Data records
PR #423, opened 2019-01-23
Combine organisation/team members pages

Renny4Real:
**WHY:**
It was decided that the sub-navigation was bloated. 
A design suggestion was that the "team members" and "organisation settings" pages could be combined and viewed as one page.

**IN THIS PR:**
- The contents of the Team Members' `index.html.erb` was moved to the Organisations' `show.html.erb`.
- The `index` action for the `TeamMembersController` was changed to redirect to the `OrganisationsContoller`'s index action.
- The `OrganisationsContoller`'s index action renders the show page for the `OrganisationsContoller`.
- Small changes e.g. changing the name of back links, were also done.

**BEFORE:**

screenshot 2019-01-23 at 16 43 31

**AFTER:**

screenshot 2019-01-23 at 16 33 41

**Any suggestions/feedback on this approach would be appreciated**


app/controllers/organisations_controller.rb
```diff
@@ -2,7 +2,9 @@ class OrganisationsController < ApplicationController
   before_action :set_organisation, only: %i[edit update]
   before_action :validate_user_is_part_of_organisation, only: %i[edit update]
 
-  def index; end
+  def index
+    render :show
```
emileswarts: Why do we need to do this?

app/controllers/team_members_controller.rb
```diff
@@ -3,7 +3,7 @@ class TeamMembersController < ApplicationController
   before_action :validate_can_manage_team, only: %i[edit update]
 
   def index
-    @team_members = current_user&.organisation&.users || []
+    redirect_to organisation_path(current_organisation)
```
emileswarts: Can we remove this controller?

app/controllers/organisations_controller.rb
Renny4Real: This was done because of the redirect from the `TeamMembersController`. Wasn't sure if removing the `TeamMembersContoller` completely was the way to go. It seemed that the two controllers handled different things. e.g edit permissions vs edit organisation name.

app/controllers/team_members_controller.rb
Renny4Real: I don't mind to try if there's no objection to its removal.

kjdchapman:
I'm not sure if this is the right approach. 

With the current wording, the subnav hasn't actually gotten much smaller in terms of character count. With different wording, I think it'll be difficult to communicate what's under these headings.

I'd be happy to see this merged in with slightly terser headings (Setup Instructions -> Setup, Organisation Settings -> Settings), but I think we need to look at a third-level nav under a "Settings" tab, like Notify.

Might be worth Emile mentioning this a problem we're having in the design crit session this afternoon.

Renny4Real:
**UPDATE:**
Rearrange the view of the condensed page and rename the link to a shorter term.

screenshot 2019-01-25 at 10 44 56

**Any suggestions/feedback on this design approach would be appreciated.** 
Not sure if the `OrganisationsController` &`TeamMembersController` should be condensed into one controller since there is a lot of functionality in both but open to opinions.

kjdchapman:
I don't like the "invite team member" being outside of the context of the "team members" list, but I understand the desire for it to be prominent in the top-right. 

if it were me, I'd take out the `section-break` in between the main heading (**Settings**) and the first sub-heading (**Organisation**), and move the "Invite team member button down".

ashley-fg:
I think it looks better. I would agree with Kyle’s comment about removing the section break above ‘Organisation’. Also make ‘Change my org name & email’ the same size as ‘Edit permissions’. I would also change ‘Change my org name & email’ to just read: 'Change'. 

I agree that it feels weird that the button is not with the team members. Can it be put in line with the team members heading under the section break?

Renny4Real:
**UPDATE 2:**

screenshot 2019-01-25 at 13 14 32

@kjdchapman @ashley-fg Thanks, I've implemented the suggested changes.

ashley-fg:
I think it’s working better, but would be good to get a GDS designer’s perspective. Only thing I would question is whether the section breaks between the team members now make it look like they are new sections in the same way 'Organisations' and 'Team members' are separate sections.

kjdchapman:
Had a pass at this to try and make it clearer:
- "Change" -> "Edit organisation" for consistency with "Edit team members"
- Remove one subheader
- Correct the spacing in the second section

I agree with @ashley-fg 's point that the section breaks aren't good, but I can't see a better way to do it - suggestions very welcome.

image

I'd be happy for us to merge this as-is, as it's an improvement, then visit the nav as a wider piece later.

@emileswarts - did we get any comments on the nav as part of the design review?

emileswarts:
No comments about the nav no

app/controllers/organisations_controller.rb
```diff
@@ -15,6 +17,10 @@ def update
     end
   end
 
+  def show
+    @team_members = current_user&.organisation&.users || []
```
emileswarts: Would the first part of this conditional be an empty array anyway?

app/views/application/_subnavigation.html.erb
```diff
@@ -16,10 +16,9 @@
         <% if current_organisation.ips.present? %>
           <%= link_to "Overview", root_path, class: active_tab(root_path) %>
         <% end %>
-        <%= link_to "Setting Up", setup_instructions_path, class: active_tab(setup_instructions_path) %>
-        <%= link_to 'Organisation', organisation_path(current_organisation), class: active_tab("organisation") %>
-        <%= link_to "Team members", team_members_path, class: "#{active_tab("team")}" + "#{active_tab("user")}"%>
+        <%= link_to "Setup Instructions", setup_instructions_path, class: active_tab(setup_instructions_path) %>
```
emileswarts: Given we've had "the discussion", can we stick to single quotes when not interpolating?

app/views/organisations/show.html.erb
```diff
@@ -1,8 +1,30 @@
...
+    <h2 class="govuk-heading-l">Settings</h2>
+  </div>
+</div>
+<div class="govuk-grid-row">
+  <div class="govuk-grid-column-two-thirds">
+    <p class="govuk-body">
+      Organisation Name: <b><%= current_organisation.name %></b>
+    </p>
+    <p class="govuk-body">
+      Service Email: <b><%= current_organisation.service_email%></b>
```
emileswarts: no space before closing %>

app/controllers/organisations_controller.rb
kjdchapman: I think safe navigation operator returns `nil` if the object you're calling on is `nil`?

```
irb(main):001:0> something = nil
=> nil
irb(main):002:0> something&.method
=> nil
```

app/views/application/_subnavigation.html.erb
kjdchapman: Took the decision to just fix this whole file, despite the noise it adds to the PR. 

I'd still be interested to hear opinions on this for future changes.

app/controllers/organisations_controller.rb
tommotaylor: Current user must have an organisation to sign in, and it will always have at least one user (the current user). So I wonder if we need any of the `&`s or the `|| []`.

tommotaylor:
Closed in favour of https://github.com/alphagov/govwifi-admin/pull/432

Exercise instructions
Restate word for word the lines in the material above from the one with "would be appreciated**" to the one with "I'm not sure if this is the right approach."; both of those lines count, and nothing else does.

Task output
**Any suggestions/feedback on this approach would be appreciated**


app/controllers/organisations_controller.rb
```diff
@@ -2,7 +2,9 @@ class OrganisationsController < ApplicationController
   before_action :set_organisation, only: %i[edit update]
   before_action :validate_user_is_part_of_organisation, only: %i[edit update]
 
-  def index; end
+  def index
+    render :show
```
emileswarts: Why do we need to do this?

app/controllers/team_members_controller.rb
```diff
@@ -3,7 +3,7 @@ class TeamMembersController < ApplicationController
   before_action :validate_can_manage_team, only: %i[edit update]
 
   def index
-    @team_members = current_user&.organisation&.users || []
+    redirect_to organisation_path(current_organisation)
```
emileswarts: Can we remove this controller?

app/controllers/organisations_controller.rb
Renny4Real: This was done because of the redirect from the `TeamMembersController`. Wasn't sure if removing the `TeamMembersContoller` completely was the way to go. It seemed that the two controllers handled different things. e.g edit permissions vs edit organisation name.

app/controllers/team_members_controller.rb
Renny4Real: I don't mind to try if there's no objection to its removal.

kjdchapman:
I'm not sure if this is the right approach. 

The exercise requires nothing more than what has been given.